Тема избыточности исторической культуры, исторического образования (не истории как науки, услуги которой иногда прагматически необходимы для жизни) у Ф. Ницше* согласуется с классическим ориентиром на надисторическое (вечное: философия, искусство, религия).
* (Ницше Ф. О пользе и вреде истории для жизни //Ницше Ф. Сочинения. В 2-х томах. Т. 1. М., 1990. С. 160.)
У Гуссерля память - это и способность, и осуществление: существенно различение между ноэзисом, являющимся воскрешением в памяти, и ноэмой, представляющей собой воспоминание. Само же воспоминание распадается на акты: непосредственное воспоминание - ретенция (удержание), и вторичное воспоминание - (припоминание), или репродукция. Удержание еще не является воображением, оно воспринимает и длится - это образный хвост кометы, пока не становится актуальным восприятием (ядром кометы). Презентация становится репрезентацией, воспроизведением, длящимся удержанием образа, вторичным воспоминанием, но уже не является восприятием. Обнаруживается при этом, что прошлое уже не являлось непосредственно частью настоящего, объект остался в прошлом, и потому не воспроизводится механически. Именно с этим видом памяти и имеет дело наука история. Различие репрезентации, воображения теперь только в модусах: "воображением полагающим и воображением ирреализующим, единственной связью между которыми является отсутствие"*. И только одно из этих воображений является воспроизведением прошлого - узнаваемое - отождествление "актуального воспоминания и первичного впечатления, которое имеется в виду как иное... узнанное прошлое стремится выдать себя за воспринятое прошлое"**. Рефлексия исторического сознания ликвидирует видимость и помещает объект в истекшее прошлое. У Гуссерля "из интенциональности ad extra, имеющей место в восприятии, превращается в интенциональность ad intra, продольную интенциональность, свойственную движению памяти по оси временности. Эта продольная интенциональность и есть само внутреннее сознание времени".

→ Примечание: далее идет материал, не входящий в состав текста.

PR #111, opened 2020-01-10
Update data model for boats

igordavydsson:
In order to unify the measurements across different models,
we will ensure that width/length/draught are measured in meters
and stored as decimals, while weight is measured in kilos and 
stored as integers.
Changes to other data models will come later in separate PRs.


customers/models.py
```diff
@@ -50,22 +53,27 @@ class Boat(TimeStampedModel, UUIDModel):
 
     # Dimensions
     length = models.DecimalField(
-        verbose_name=_("length"), decimal_places=2, max_digits=5
+        verbose_name=_("length (m)"),
+        decimal_places=2,
+        max_digits=5,
+        validators=[MinValueValidator(Decimal("0.01"))],
```
charn: That is a very tiny ship. :joy:

customers/migrations/0004_change_boat_weight_to_int.py
```diff
@@ -0,0 +1,20 @@
...
+
+    dependencies = [
+        ("customers", "0003_add_validators_to_boat_dimensions"),
+    ]
+
+    operations = [
+        migrations.AlterField(
+            model_name="boat",
+            name="weight",
+            field=models.PositiveIntegerField(
```
charn: Will this automatically get rid possible decimals i.e. is it safe to do without a data migration or do we even need to care about the data at this point?

customers/models.py
igordavydsson: for paper boats 🙃 ⛵️

customers/migrations/0004_change_boat_weight_to_int.py
igordavydsson: we do not have any data at this point, so I just skipped data migration.

PR #112, opened 2020-01-10
VEN-134 | Add initial data models for leases

igordavydsson:
Apart rom the leases itself, we want to store the status changes
in a sensible format, hence the separate data models for them.


leases/models.py
```diff
@@ -0,0 +1,126 @@
...
+        blank=True,
+        null=True,
+        related_name="leases",
+    )
+
+    def __str__(self):
+        return " {} > {} - {} ({})".format(
+            self.place, self.start_date, self.end_date, self.status
+        )
+
```
tuomas777: I think you could use [`default_related_name`](https://docs.djangoproject.com/en/3.0/ref/models/options/#default-related-name) for this model and `BerthLease` if you want to have proper related names for customer and boat.

leases/tests/test_lease_models.py
```diff
@@ -0,0 +1,56 @@
...
+    BerthLease,
+    BerthLeaseChange,
+    WinterStorageLease,
+    WinterStorageLeaseChange,
+)
+from .factories import BerthLeaseFactory
+
+
+def test_berth_lease_model(berth_lease):
+    assert BerthLease.objects.all().count() == 1
```
tuomas777: Unnecessary `.all()`.

leases/tests/test_lease_models.py
```diff
@@ -0,0 +1,56 @@
...
+    assert BerthLeaseChange.objects.count() == 0
+
+    berth_lease.end_date = berth_lease.end_date + timedelta(days=1)
+    berth_lease.save()
+
+    assert BerthLeaseChange.objects.count() == 0
+
+
+def test_winter_storage_lease_model(winter_storage_lease):
+    assert WinterStorageLease.objects.all().count() == 1
```
tuomas777: Unnecessary `.all()`.

leases/tests/test_lease_models.py
```diff
@@ -0,0 +1,56 @@
...
+def test_winter_storage_lease_status_changes_are_tracked(winter_storage_lease):
+    assert WinterStorageLeaseChange.objects.count() == 0
+
+    winter_storage_lease.status = LeaseStatus.EXPIRED
+    winter_storage_lease.save()
+
+    assert WinterStorageLeaseChange.objects.count() == 1
+
+
+def test_lease_should_have_boat_owner_as_customer(berth_lease):
```
igordavydsson: note to self: no need for the fixture in this test

leases/models.py
igordavydsson: oh, good idea, looks pretty neat! thanks 🙂

leases/tests/test_lease_models.py
igordavydsson: good catch 👀

leases/tests/test_lease_models.py
igordavydsson: good catch 👀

* (Рикёр П. Память, история, забвение. - М.: Издательство гуманитарной литературы, 2004. 728 с. - С. 62.)
** (Рикёр П. Память, история, забвение. - М.: Издательство гуманитарной литературы, 2004. 728 с. - С. 66.)
Часто воспоминание улавливается только как момент узнавания. "...вспомненные "вещи" тесно ассоциируются с местами... Именно на этом изначальном уровне конституируется феномен "мест памяти" - до того, как они станут отсылкой для исторического познания. Эти места памяти выступают прежде всего в качестве reminders - опорных пунктов воспоминания, поочередно служащих слабеющей памяти, борьбе против забывания и даже в качестве безмолвной замены утраченной памяти. Места "живут", как живут записи, монументы, возможно, как документы, в то время как воспоминания, переданные только словесно, парят, повинуясь воле слов. Именно благодаря этой близости, существующей между воспоминаниями и местами, могло сложиться нечто вроде ars memoriae как метода"*. Однако место, согласно Е. Кейси, небезразлично для "вещи", которая его занимает.
* (Рикёр П. Память, история, забвение. - М.: Издательство гуманитарной литературы, 2004. 728 с. - С. 68.)
П. Рикёр выделяет 3 традиции: а)традиция интерпретации, где запоминание превалирует над припоминанием прошлого; б) ассоцианизм нового времени, опирающийся на Аристотеля; в) динамизм памяти у А. Бергсона - "усилия по вызыванию памяти", "цепочки связей".